医療費は当然、医薬分業のほうが多くかかる。試算では、1回の受診について小児では約2,000円、老人では約3,000円高い。窓口での負担も多くなっていて、当院が院内処方に変更したとき、支払額がずいぶん安くなったという声を多く耳にした。

もちろん、できれば調剤薬局と同じ程度に評価されるべきだが、それでも、同じ施設の中での業務であり、限られた人的・施設設備的資源を有効に使え、その分だけでも医療費の節減になるのではないだろうか。

4.患者のための投薬を

外来の患者に対し、その受付の段階から始まり、診察、処置、投薬、会計といった一連の行為が、全体の統一性をもち、責任ある応対ができなければ、良い医療とはいえない。特に内科系の診療科にとっては、薬は診療の大切な「武器」である。いかに良い医療を追及し、実現していくかという観点から、日本の医薬分業のあり方を再点検すべき時である。

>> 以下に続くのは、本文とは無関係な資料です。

PR #841, opened 2026-09-02
experiment: ablate the al-appsource-review leaf (DO NOT MERGE)

gggdttt:
**Experiment arm — DO NOT MERGE.** Opened for tracking and discussion only.

## Question

Does the `al-appsource-review` leaf cost more precision than it returns on the code-review set?

## Motivation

このまま病医院の経営上の都合だけで医薬分業が進んでいくことに、大きな危惧を覚える。そこに、患者を考える立場は見えてこない。主人公である患者が置き去りにされているのではないだろうか。

当院で経験したことは、決して特殊なケースではない。医療の中で、患者の立場に立ち、「患者に優しい投薬」とは何かを真剣に考えてほしいと願っている。